PR #2886, opened 2021-05-26
updates required fields for request-validator plugin

dimitropoulos:
it appears that these are not actually required because they have defaults

### Review

@reviewer

### DIFF
--- a/app/_hub/kong-inc/request-validator/index.md
+++ b/app/_hub/kong-inc/request-validator/index.md
@@ -42,7 +42,6 @@ params:
         must be specified.
 
     - name: allowed_content_types
-      required: true
       default: "application/json"
       value_in_examples:
       datatype: Set of string elements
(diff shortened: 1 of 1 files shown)


tlblessing:
@dimitropoulos regardless of defaults, the schema indicates allowed_content_types is a required field 
image
cc: @murillopaula .

dimitropoulos:
I'm sorry, I don't understand.  A default refers to the behavior when it's not set, but required means that it cannot _not_ be set.  This seems to be a contradiction to me.  Am I missing something?

In other words, if it's required then it does't make sense to have a default because that default value would never be used (because the user must always provide their own value because it's required).

tlblessing:
> I'm sorry, I don't understand. A default refers to the behavior when it's not set, but required means that it cannot _not_ be set. This seems to be a contradiction to me. Am I missing something?
> 
> In other words, if it's required then it does't make sense to have a default because that default value would never be used (because the user must always provide their own value because it's required).

Perhaps a bug ticket should be logged to update the schema.

lena-larionova:
Closing this and taking to a separate project/conversation, as there is a bigger problem here.

PR #2891, opened 2021-05-27
fix/(robots.txt) Add Disallow statements

hhoover:
### Summary
This fix removes old versions of Kong documentation from search
results.

Follows Google Robot Spec https://developers.google.com/search/docs/advanced/robots/robots_txt

### Reason
Issue 2890

### Testing
https://support.google.com/webmasters/answer/6062598?hl=en

### DIFF
--- a/app/robots.txt
+++ b/app/robots.txt
@@ -2,4 +2,25 @@
 layout: null
 ---
 User-agent: *
+Disallow: /enterprise/0*
+Disallow: /enterprise/1*
+Disallow: /enterprise/2.1.x/
+Disallow: /enterprise/2.2.x/
+Disallow: /enterprise/2.3.x/
+Disallow: /mesh/1.0*
+Disallow: /mesh/1.1*
+Disallow: /gateway-oss/0*
+Disallow: /gateway-oss/1*
+Disallow: /gateway-oss/2.0*
+Disallow: /gateway-oss/2.1*
+Disallow: /gateway-oss/2.2*
+Disallow: /gateway-oss/2.3*
+Disallow: /kubernetes-ingress-controller/1.0*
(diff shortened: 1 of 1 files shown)


app/robots.txt
```diff
@@ -2,4 +2,20 @@
...
+Disallow: /mesh/1.1*
+Disallow: /gateway-oss/0*
+Disallow: /gateway-oss/1*
+Disallow: /gateway-oss/2.0*
+Disallow: /gateway-oss/2.1*
+Disallow: /gateway-oss/2.2*
+Disallow: /gateway-oss/2.3*
+Disallow: /kubernetes-ingress-controller/1.0*
+Disallow: /kubernetes-ingress-controller/1.1*
+
```
lena-larionova, line 20: I'd also add the getting started guide here:

```suggestion
Disallow: /getting-started-guide/CE*
Disallow: /getting-started-guide/2.0*
Disallow: /getting-started-guide/2.1*
Disallow: /getting-started-guide/2.2*
Disallow: /getting-started-guide/2.3*
```

lena-larionova (commented):
Thanks for putting this together! Do you know, by any chance, if adding a version to this file the same day as releasing a new version would hurt site SEO? Or would it be fine due to already indexed and cached entries that would cover it for a short time, before the new version gets crawled?

app/robots.txt
hhoover: if we're talking about Google specifically, someone can control the crawl using Google's tools.

https://support.google.com/webmasters/answer/48620?hl=en

I believe Google crawls every few days. So there potentially could be an overlap on new versions but it wouldn't last long.

hhoover:
updated with requested changes

lena-larionova (approved):

PR #2893, opened 2021-05-27
Move link checker to a weekly action

lena-larionova:
### Summary
* Removing link checker from the build/test Github action that runs on every PR.
* Adding a weekly scheduled Github action to run the link check at the start of the week. This action can also be kicked off manually, in case of releases.
* Adding a local link checker option to the Makefile. To use it, first `make run` then `make check-links-local`.

### Reason
While the link checker is an absolutely necessary tool, it takes upwards of 15 minutes to run and keeps getting longer as the repo size grows.

### Testing
The build/test check in this PR should not include a link check, and should only be about 5-8 min long. The weekly action has to be tested after a merge.

Notice that checking links is no longer a step in the build/test process, and took only 6 minutes: https://github.com/Kong/docs.konghq.com/pull/2893/checks?check_run_id=2687650847


tlblessing (approved):
awesome

PR #2895, opened 2021-05-27
Add KIC 1.3.0

rainest:
### Summary
Documentation for KIC 1.3.0

### Reason
https://github.com/Kong/kubernetes-ingress-controller/releases/tag/1.3.0

### Testing
Version matrices need render check.


rainest:
There's either something I've forgotten or that's changed since I added 1.2. Apparently I broke all the links, not sure how :(

lena-larionova:
> There's either something I've forgotten or that's changed since I added 1.2. Apparently I broke all the links, not sure how :(

Looks like the index file for the version is missing in 1.3.x, not sure how that happened...

rainest:
Matrices looked fine but were a bit out of date with Kong releases. Now fixed.

app/kubernetes-ingress-controller/1.3.x/references/annotations.md
```diff
@@ -0,0 +1,528 @@
...
+```
+
+Will result in two routes:
+
+```
+{"hosts":["foo.example", "example.com", "example.net"], "paths":["/foo"]}
+{"hosts":["bar.example", "example.com", "example.net"], "paths":["/bar"]}
+
+Take care not to accidentally create unintentionally overlapping routes by not
+including the same path in multiple rules.
```
lena-larionova, line 415:
```suggestion

{:.important}
> To avoid creating overlapping routes, don't reuse the same path in multiple rules.
```
I hope I understood what you were going for correctly, the number of negatives was a bit confusing. Got rid of both "accidentally" and "unintentional", as they're adding complexity - intentionality is up to the user to decide, and we should just warn them about the possibility and how to avoid it.

lena-larionova (changes requested):
Some minor review comments on the new annotation.

lena-larionova (approved):

PR #2897, opened 2021-05-28
Add gemfile to dockerfile and adjust develop command

lena-larionova:
### Summary
Attempt to fix issue with broken docker build.

### Reason
Docker-compose development is broken. 

### Testing
Pull down branch and run `make develop`. Also, if build/test action passes fine, then there shouldn't be an issue.


lena-larionova:
Permissions error, this solution won't work.

PR #3227, opened 2021-09-17
Added 2.5.x compatibility

d19dotca:
### Summary
Added 2.5.x compatibility in list.

### Reason
This plugin works correctly on 2.5.0 but is missing from the documentations as a supported version. I believe this is due to confusion earlier on deprecation of this plugin which was a decision that was later reversed as I understand it. Ref: https://konghq.atlassian.net/browse/FT-1695


lena-larionova:
This doesn't hurt to add, but we're working on a less manual way of updating this. @HCloward do you want to merge this change, or would you rather wait until we get the one metadata file method implemented?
--------
Task to complete » Go over the data and return every line that includes the word "overlapping".

Output of the exercise »
+Take care not to accidentally create unintentionally overlapping routes by not
> To avoid creating overlapping routes, don't reuse the same path in multiple rules.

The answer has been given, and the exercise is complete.